Give the lines below again exactly, starting with the line that holds "PR #1268, opened 2026-06-09" and going on through the line that holds "PR #1272, opened 2026-06-09".

Entries shown.
=== Section Start ===
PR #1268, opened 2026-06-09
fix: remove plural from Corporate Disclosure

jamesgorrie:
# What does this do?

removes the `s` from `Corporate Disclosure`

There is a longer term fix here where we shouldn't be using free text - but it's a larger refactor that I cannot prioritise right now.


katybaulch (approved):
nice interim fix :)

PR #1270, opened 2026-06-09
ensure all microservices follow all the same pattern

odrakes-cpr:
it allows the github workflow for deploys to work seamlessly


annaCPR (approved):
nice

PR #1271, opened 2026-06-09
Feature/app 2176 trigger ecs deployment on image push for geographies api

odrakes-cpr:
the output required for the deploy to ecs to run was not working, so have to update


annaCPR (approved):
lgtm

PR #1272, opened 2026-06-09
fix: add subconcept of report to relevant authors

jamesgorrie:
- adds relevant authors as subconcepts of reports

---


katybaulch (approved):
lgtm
=== Section End ===
=== Section Start ===
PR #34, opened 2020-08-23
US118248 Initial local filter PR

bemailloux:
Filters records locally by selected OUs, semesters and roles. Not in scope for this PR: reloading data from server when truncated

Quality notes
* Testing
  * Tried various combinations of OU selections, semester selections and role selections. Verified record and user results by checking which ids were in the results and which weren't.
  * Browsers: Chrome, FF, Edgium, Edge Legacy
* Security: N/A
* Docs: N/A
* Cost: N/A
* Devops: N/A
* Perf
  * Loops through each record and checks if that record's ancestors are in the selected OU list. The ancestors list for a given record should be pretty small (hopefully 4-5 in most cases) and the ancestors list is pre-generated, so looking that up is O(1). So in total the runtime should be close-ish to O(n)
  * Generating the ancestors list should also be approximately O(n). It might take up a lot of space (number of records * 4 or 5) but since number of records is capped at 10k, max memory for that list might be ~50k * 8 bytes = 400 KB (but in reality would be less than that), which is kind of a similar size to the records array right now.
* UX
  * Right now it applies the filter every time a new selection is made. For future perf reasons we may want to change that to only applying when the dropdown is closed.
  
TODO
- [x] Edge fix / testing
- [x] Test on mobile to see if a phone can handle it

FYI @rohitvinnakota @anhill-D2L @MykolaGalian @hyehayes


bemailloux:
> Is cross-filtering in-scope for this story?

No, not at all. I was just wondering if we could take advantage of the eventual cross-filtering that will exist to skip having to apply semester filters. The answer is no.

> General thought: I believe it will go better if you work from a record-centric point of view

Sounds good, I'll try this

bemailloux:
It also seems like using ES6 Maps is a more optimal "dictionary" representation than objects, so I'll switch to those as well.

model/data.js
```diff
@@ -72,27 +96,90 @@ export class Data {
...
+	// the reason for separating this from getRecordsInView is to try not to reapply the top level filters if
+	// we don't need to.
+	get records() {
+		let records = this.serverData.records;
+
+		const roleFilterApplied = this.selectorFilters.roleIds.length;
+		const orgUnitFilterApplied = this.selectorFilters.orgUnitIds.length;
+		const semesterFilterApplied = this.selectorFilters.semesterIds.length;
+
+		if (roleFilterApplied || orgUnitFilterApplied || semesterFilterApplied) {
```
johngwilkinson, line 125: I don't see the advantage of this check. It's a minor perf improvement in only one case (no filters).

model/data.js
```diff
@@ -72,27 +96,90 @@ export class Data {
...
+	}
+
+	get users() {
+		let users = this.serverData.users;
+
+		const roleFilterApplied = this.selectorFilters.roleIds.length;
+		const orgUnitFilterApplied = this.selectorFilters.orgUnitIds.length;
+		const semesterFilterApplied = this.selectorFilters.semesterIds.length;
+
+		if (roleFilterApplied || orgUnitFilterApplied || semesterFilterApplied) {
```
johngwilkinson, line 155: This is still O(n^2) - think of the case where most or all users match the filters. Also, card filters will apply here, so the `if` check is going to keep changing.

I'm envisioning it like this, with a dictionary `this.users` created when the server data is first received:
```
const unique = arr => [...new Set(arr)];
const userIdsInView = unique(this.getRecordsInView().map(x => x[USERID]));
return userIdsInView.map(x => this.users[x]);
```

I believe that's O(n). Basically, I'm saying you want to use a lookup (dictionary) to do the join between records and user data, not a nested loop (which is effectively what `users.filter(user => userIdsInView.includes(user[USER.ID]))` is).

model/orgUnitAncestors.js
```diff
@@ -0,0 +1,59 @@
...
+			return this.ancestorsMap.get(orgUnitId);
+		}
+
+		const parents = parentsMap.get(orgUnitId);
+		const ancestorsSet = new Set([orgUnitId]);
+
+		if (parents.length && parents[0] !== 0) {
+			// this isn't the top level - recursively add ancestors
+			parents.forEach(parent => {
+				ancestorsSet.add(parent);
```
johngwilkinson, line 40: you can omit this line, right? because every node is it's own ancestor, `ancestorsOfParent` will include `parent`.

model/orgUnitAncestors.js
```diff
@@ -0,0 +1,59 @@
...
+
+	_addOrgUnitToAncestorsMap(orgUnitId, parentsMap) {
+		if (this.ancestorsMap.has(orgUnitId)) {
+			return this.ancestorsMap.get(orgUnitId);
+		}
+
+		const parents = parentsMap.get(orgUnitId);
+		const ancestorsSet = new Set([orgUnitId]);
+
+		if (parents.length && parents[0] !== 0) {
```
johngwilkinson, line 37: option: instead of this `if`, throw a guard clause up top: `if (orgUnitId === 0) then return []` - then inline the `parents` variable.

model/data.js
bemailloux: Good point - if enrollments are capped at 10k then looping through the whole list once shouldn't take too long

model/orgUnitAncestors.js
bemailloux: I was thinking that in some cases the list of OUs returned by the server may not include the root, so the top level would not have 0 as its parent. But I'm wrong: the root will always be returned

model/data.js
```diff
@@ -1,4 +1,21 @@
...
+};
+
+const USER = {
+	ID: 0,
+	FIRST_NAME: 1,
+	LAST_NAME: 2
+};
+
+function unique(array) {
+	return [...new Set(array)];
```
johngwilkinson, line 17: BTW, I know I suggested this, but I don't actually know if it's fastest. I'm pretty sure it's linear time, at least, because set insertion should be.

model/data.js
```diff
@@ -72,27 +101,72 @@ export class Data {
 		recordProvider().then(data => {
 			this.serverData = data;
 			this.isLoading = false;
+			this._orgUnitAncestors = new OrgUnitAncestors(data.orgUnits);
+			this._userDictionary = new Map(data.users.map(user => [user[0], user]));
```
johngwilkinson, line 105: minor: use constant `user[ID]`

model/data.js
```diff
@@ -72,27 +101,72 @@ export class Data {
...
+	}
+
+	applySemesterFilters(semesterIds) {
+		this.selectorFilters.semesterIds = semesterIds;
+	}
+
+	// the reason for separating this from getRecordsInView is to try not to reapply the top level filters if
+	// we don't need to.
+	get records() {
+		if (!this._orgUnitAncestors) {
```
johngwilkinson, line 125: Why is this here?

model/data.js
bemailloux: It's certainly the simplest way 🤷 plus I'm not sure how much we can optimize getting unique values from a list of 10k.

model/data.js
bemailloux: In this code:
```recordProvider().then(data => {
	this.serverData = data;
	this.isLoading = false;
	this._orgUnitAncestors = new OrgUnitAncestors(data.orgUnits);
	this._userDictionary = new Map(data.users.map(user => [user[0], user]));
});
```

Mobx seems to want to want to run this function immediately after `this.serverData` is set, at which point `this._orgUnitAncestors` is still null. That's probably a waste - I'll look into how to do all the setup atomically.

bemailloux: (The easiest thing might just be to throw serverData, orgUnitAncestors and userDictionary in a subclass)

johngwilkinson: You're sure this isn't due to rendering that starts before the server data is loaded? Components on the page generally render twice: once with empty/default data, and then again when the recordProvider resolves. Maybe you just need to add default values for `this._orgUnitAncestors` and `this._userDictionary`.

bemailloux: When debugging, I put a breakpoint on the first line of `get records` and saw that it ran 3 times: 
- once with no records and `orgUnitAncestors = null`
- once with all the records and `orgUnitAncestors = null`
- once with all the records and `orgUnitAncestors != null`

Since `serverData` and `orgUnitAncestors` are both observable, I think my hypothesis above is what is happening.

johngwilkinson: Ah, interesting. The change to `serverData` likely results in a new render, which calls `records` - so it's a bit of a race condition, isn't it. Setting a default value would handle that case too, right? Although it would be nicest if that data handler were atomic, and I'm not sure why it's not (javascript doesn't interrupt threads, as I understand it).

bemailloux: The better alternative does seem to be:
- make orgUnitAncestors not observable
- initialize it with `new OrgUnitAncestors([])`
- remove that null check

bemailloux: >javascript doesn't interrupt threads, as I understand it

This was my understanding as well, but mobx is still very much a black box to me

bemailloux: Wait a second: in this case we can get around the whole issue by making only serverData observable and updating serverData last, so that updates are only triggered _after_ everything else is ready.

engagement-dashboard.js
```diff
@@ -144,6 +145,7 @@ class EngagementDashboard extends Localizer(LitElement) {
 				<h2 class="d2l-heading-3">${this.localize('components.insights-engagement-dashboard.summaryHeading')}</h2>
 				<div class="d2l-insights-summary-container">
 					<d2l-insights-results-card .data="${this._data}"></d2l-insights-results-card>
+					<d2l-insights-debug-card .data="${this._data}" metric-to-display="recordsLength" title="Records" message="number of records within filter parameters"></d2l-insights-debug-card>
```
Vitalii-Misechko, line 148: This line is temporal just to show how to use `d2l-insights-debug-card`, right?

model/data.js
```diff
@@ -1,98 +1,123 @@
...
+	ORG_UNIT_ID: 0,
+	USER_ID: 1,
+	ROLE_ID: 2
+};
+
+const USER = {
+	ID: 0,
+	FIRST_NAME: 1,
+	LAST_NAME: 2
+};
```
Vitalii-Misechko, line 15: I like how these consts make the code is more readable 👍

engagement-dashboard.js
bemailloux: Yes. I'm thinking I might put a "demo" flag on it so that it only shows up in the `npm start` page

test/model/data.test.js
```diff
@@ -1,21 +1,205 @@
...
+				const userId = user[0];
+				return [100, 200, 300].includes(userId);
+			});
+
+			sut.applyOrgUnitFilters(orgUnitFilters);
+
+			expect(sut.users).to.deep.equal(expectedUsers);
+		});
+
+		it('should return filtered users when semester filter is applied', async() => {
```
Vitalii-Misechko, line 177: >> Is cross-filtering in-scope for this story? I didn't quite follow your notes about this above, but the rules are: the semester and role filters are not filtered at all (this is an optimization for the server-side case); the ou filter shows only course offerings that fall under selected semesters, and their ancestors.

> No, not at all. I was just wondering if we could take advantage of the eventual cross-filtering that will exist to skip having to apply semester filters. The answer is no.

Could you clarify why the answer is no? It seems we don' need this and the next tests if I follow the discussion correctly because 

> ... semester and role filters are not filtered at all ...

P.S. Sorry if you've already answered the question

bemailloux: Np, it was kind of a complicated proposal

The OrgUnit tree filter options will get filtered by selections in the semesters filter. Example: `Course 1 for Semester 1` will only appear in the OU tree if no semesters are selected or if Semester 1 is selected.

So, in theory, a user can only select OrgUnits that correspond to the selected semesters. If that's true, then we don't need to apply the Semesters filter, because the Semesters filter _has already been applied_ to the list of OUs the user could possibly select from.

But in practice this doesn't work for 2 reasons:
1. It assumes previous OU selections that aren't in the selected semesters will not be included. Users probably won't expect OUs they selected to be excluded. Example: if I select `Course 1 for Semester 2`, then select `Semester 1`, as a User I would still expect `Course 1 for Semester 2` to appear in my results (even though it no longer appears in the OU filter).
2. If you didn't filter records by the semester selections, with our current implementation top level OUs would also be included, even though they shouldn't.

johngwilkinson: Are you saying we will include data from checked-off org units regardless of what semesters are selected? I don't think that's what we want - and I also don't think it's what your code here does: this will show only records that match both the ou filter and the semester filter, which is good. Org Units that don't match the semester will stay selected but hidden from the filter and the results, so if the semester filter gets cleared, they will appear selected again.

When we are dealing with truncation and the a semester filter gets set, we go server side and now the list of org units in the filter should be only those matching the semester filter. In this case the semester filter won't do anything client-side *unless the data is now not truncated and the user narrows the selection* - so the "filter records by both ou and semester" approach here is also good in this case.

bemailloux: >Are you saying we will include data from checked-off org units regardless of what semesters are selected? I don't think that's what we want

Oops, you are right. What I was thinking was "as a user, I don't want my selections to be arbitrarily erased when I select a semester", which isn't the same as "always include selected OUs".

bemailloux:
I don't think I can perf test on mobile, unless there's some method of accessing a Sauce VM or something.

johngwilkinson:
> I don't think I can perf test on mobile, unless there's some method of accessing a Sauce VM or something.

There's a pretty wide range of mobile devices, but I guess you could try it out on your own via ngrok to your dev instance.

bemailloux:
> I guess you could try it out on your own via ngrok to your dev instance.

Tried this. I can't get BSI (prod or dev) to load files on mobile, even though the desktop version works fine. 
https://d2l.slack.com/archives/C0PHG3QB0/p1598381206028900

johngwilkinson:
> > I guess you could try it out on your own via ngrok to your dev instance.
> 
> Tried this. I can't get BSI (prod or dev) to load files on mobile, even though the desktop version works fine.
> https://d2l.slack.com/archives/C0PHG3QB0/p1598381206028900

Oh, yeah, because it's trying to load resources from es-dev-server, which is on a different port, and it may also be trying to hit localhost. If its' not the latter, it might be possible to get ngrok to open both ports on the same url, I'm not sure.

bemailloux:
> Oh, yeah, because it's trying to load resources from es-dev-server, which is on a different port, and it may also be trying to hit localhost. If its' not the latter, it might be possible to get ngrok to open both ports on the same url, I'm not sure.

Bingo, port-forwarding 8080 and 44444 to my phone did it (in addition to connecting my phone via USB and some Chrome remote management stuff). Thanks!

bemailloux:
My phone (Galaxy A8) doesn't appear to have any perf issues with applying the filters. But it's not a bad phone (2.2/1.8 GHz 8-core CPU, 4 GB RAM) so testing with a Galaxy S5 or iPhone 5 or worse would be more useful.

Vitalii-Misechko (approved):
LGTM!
=== Section End ===
Solution for this problem.
PR #1268, opened 2026-06-09
fix: remove plural from Corporate Disclosure

jamesgorrie:
# What does this do?

removes the `s` from `Corporate Disclosure`

There is a longer term fix here where we shouldn't be using free text - but it's a larger refactor that I cannot prioritise right now.


katybaulch (approved):
nice interim fix :)

PR #1270, opened 2026-06-09
ensure all microservices follow all the same pattern

odrakes-cpr:
it allows the github workflow for deploys to work seamlessly


annaCPR (approved):
nice

PR #1271, opened 2026-06-09
Feature/app 2176 trigger ecs deployment on image push for geographies api

odrakes-cpr:
the output required for the deploy to ecs to run was not working, so have to update


annaCPR (approved):
lgtm

PR #1272, opened 2026-06-09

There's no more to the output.